→ **SUPPLIED INFORMATION**
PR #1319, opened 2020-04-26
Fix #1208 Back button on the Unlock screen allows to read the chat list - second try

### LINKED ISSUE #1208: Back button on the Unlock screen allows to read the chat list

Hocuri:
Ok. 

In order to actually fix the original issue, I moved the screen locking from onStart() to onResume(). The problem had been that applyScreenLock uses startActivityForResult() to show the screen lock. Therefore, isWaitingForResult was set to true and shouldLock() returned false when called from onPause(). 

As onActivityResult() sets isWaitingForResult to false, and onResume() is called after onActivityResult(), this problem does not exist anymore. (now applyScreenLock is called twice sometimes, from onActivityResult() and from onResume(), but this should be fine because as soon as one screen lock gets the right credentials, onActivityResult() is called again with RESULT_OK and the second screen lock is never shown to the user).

→ **WHAT IS REQUIRED**
The word "Back" appears in some of the lines above. Copy those lines.

→ **OUTPUT FOR THIS EXERCISE**
Fix #1208 Back button on the Unlock screen allows to read the chat list - second try
### LINKED ISSUE #1208: Back button on the Unlock screen allows to read the chat list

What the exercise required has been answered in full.